Joy put her tools in the backpack and shouldered it. He could see the strain on her face as she crawled up to him. He hated this! He’d known this part would hurt her.

“Brace yourself here,” he told her when she reached him and he helped her negotiate the jagged edge of the tail. “I’ll climb up now and pull you up as you climb.”

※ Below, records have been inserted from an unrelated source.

PR #2852, opened 2026-07-22
Handle spaces and newlines in URLs

### LINKED ISSUE #2851: Handle spaces and newlines in URLs
As detailed in #2844, handling URLs in HTML is a bit complex:

- Surrounding HTML whitespaces must be removed.
- HTML newlines and tabs in the URL must be removed.

This may be a good occasion to remove the infamous `-weasy-link` CSS attribute.

Sanjays2402:
Fix #2851.

Normalize HTML URL attributes before resolution, stripping surrounding HTML whitespace and removing embedded ASCII tabs and newlines. The regression covers links and document base URLs.

### DIFF
--- a/tests/test_url.py
+++ b/tests/test_url.py
@@ -33,6 +33,30 @@ def test_malformed_url_link(url, base_url):
 
 
 @assert_no_logs
+@pytest.mark.parametrize('whitespace', ['\t', '\n', '\r\n'])
+def test_html_url_whitespace(whitespace):
+    """Test HTML whitespace in URLs."""
+    pdf = FakeHTML(string=(
+        f'<a href=" \t\nhttps://weasyprint.org/foo{whitespace}bar\r\n ">'
+        'My Link</a>')).write_pdf()
+
+    assert re.findall(b'/URI \\((.*)\\)', pdf) == [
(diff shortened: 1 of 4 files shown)


wtschueller:
Works for me as before (66.0). No `WARNING (weasyprint): Ignored `-weasy-link:"[bad string]` anymore.

Please excuse my nit-picking.
In the future, I should consider using `base64.b64encode()` instead of `base64.encodebytes()`. I can’t even remember why I originally used the latter. Perhaps because MIME RFC 2045 seemed somehow appropriate and it just worked.
Seen in that light, it’s just a coincidence that I insisted on tolerating line wraps.

In any case, it’s definitely a good idea to make the parser more tolerant here.

Sanjays2402:
No nit-picking at all, glad it's behaving on 66.0.

For what it's worth I don't think `encodebytes()` was the wrong call, tolerating line wraps is the safer reading of RFC 2045 and there's real data out there with wrapped payloads. That's mostly why I made the parser lenient rather than tightening the encoder side.

grewn0uille:
Please don’t open new pull requests on our projects.

See https://github.com/Kozea/WeasyPrint/pull/2840#issuecomment-5020795453.

PR #2853, opened 2026-07-23
Fix cleared float layout after page breaks

jurriaan:
I ran into an `AssertionError` while rendering a document containing a `float: right; clear: right` block split across pages. The error reached `draw_line()` with:

    x1 = 0
    x2 = 4.0
    y1 = nan
    y2 = nan

The added test reduces this to a cleared float following another float split across pages. On unmodified main, the underline reaches the same assertion. Without the underline, the output is 4 × 4 instead of the expected 4 × 12.

Since the second float has `clear: left`, it should appear below the first one. I think WeasyPrint tries to place it before the first float has finished across the pages. This change makes it wait until the first float is complete.

### DIFF
--- a/tests/draw/test_float.py
+++ b/tests/draw/test_float.py
@@ -872,6 +872,44 @@ def test_float_split_clear(assert_pixels):
 
 
 @assert_no_logs
+def test_float_split_clear_float(assert_pixels):
+    assert_pixels('''
+        BBBB
+        BBBB
+        BBBB
+        BBBB
+        BBBB
+        BBBB
+        BBBB
+        BBBB
+        BBBB
+        BBBB
+        rrrr
+        rrrr
+    ''', '''
+        <style>
+            @page {
+                size: 4px;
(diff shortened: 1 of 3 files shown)


liZe:
Hi,

Thanks for the pull request, there’s definitely a problem here.

Instead of treating `inf` as a special value everywhere we call `get_clearance`, we should avoid `inf` and return a very large value instead. That’s mathematically dubious, but practically acceptable.

My physics teacher had a joke about that.

>A group of mathematicians and a group of physicists are asked about the best way to measure the volume of a cow. The mathematicians explain that it’s easy: we should put the cow in water and measure the new level of water. The physicists answer that mathematicians don’t live in the reality: it would kill the cow, they can’t survive in water. The physicists then tell "In fact, we have a much better solution. Given the fact that the cow can be approximated as a parallellepiped…"

So. Given the fact that infinity can be approximated as `2**63-1`…

PR #2854, opened 2026-07-23
Add test for duplicated inline flex item borders

jurriaan:
I ran into an issue where the border of an `inline-flex` element is drawn twice when the element is itself a flex item.

The added test compares otherwise identical `flex` and `inline-flex` items. It currently fails because a pixel that is blue in the flex version is red in the inline-flex version because of the extra border.

This PR only adds a small reproduction because I’m not sure what the correct fix should be.

### DIFF
--- a/tests/draw/test_box.py
+++ b/tests/draw/test_box.py
@@ -154,6 +154,25 @@ def test_borders_box_sizing(assert_pixels):
 
 
 @assert_no_logs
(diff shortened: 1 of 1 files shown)


grewn0uille:
Hi,

Thanks for the report. Could you please rather open an issue with the reproducing sample?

She nodded and he left her there. That she didn’t argue with him was a testament to how difficult the ascent out of the tail section had been for her. He made the climb easily enough. Then Joy fell right in with his rhythm, moving upward on each pull he made with the makeshift pulley system he’d jury-rigged. It was as if they instinctively were a perfect team.

It wasn’t long but felt like hours until he was able to
pull her up to join him on the ledge. Brian’s arms, so overworked yesterday, were already screaming from the climbing and pulling her up the fifty feet from the tail to the ledge. “Let’s rest here a few minutes,” he suggested, all but breathless and beginning to doubt that he’d be able to make the climb to the top at all. He wiped the sweat off his forehead with his sleeve. He couldn’t keep his hands from shaking.

“Suppose we pull up a hunk of ledge and take a load off our feet—or more specifically that ankle.”

She nodded and sat, still a bit awkwardly with her ankle and knee so sore. “So,” she said a little breathlessly herself, “that wasn’t so bad.” But she grinned, telling him she knew just how much the ascent had taken out of him already.

“What was wrong with the transponder?”

“In layman’s terms, the automatic relay didn’t trip.”

He snickered and dropped his head onto the rock wall at his back. “Could you go a bit more layman than that?”